Posted on: March 12th, 2013

Rayola Creative has launched its new Web site. The last time we updated our site was somewhere around 2001. The first iPod was about a year in the future, Wikipedia had just launched, and Russian space station Mir fell into the Pacific Ocean. Yeah, that does seem like a long, long time to go without updating our site. All we can say is, we’ve done a heck of a lot of work in the last 12 years, and we’re pretty excited to have the new Rayola portfolio online so we can show you what we’ve been up to.

Over the next while we’ll be adding lots more work, particularly examples of environmental pieces (i.e. tradeshow booths and displays, banners, signage) which have been harder to create nice web images for. In the meantime, there are loads of magazines, books and Web sites to browse. Many of the books and magazines link straight to their publisher’s site where you can buy a copy or read an issue; the Web sites we’ve made are for folks we really admire so please click through and view their sites.
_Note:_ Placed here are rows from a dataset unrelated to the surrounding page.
PR #2087, opened 2023-10-31
rx.background: make yield after async with self optional

masenf:
Previously, the StateProxy was responsible for emitting state updates after exiting the `async with self` block, using `app.modify_state` helper to actually do the heavy lifting. This created a redundant path where `async with self` updates were being handled in a different spot than normal `yield` from a background task.

With this change, the `@rx.background` decorator gets a new `automatic_yield_after_modifications` kwarg (default True), which controls this behavior. The StateProxy no longer uses `app.modify_state`, but instead `app.state_manager.modify_state` (which does NOT send the update automatically).

A new module, `reflex.utils.rewrite` has been added, which facilitates rewriting background event handlers to include a `yield` after `async with self` blocks. Since the yield is part of the function, the updates can be handled via the normal `_process_event` path and emitted from the background task coroutine. This arrangement also allows users to explicitly opt-out of automatic updates and function rewriting if they so choose.

Additionally, some event handlers, like upload, cannot rely on the websocket to send their deltas, so removing the out-of-band update path which relied on the websocket allows upload handlers to be implemented as background task, for example when processing large uploads.

In the future, I can see this mechanism being used to smooth out some syntactical difficulties around native `for` and `if`, by rewriting the AST of the render functions for the frontend?

TODO:
- [ ] use `astunparse` for py3.8 compatibility
- [ ] figure out what to do when source is not available (reflex-web)

Is this just too complicated? Is there a better way?

To support the upload case, we could just say you have to explicitly `yield` to send state updates... but `rx.background` is already weird enough without extra rules, hence trying to make it easier for users by retaining the automatic delta behavior.

### DIFF
--- a/reflex/event.py
+++ b/reflex/event.py
@@ -17,7 +17,7 @@ from typing import (
 
 from reflex import constants
 from reflex.base import Base
-from reflex.utils import console, format
+from reflex.utils import console, format, rewrites
 from reflex.utils.types import ArgsSpec
 from reflex.vars import BaseVar, Var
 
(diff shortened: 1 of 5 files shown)


masenf:
This is crazy and no one should be doing this 😄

In 2011, after 22 years in business, we changed our name from Rayola Graphic Design to Rayola Creative. We started as print designers in the 1980s (we’re talking the pre-Internet, pre-computer era — seriously old skool) and have since grown into a full-service agency which handles design, communication and strategy for print, web and digital, including media buys and ad sales. We also created a division a few years ago, Mutasis Media, for our client-focussed web hosting services, a micro-press book imprint, and a small record label.

No promises about frequent postings here: we don’t have much to say about design — the work we do for our clients speaks for itself.

And in case you’re ever nostalgic for the old Rayola Flash site, we’ve archived it for here your viewing pleasure.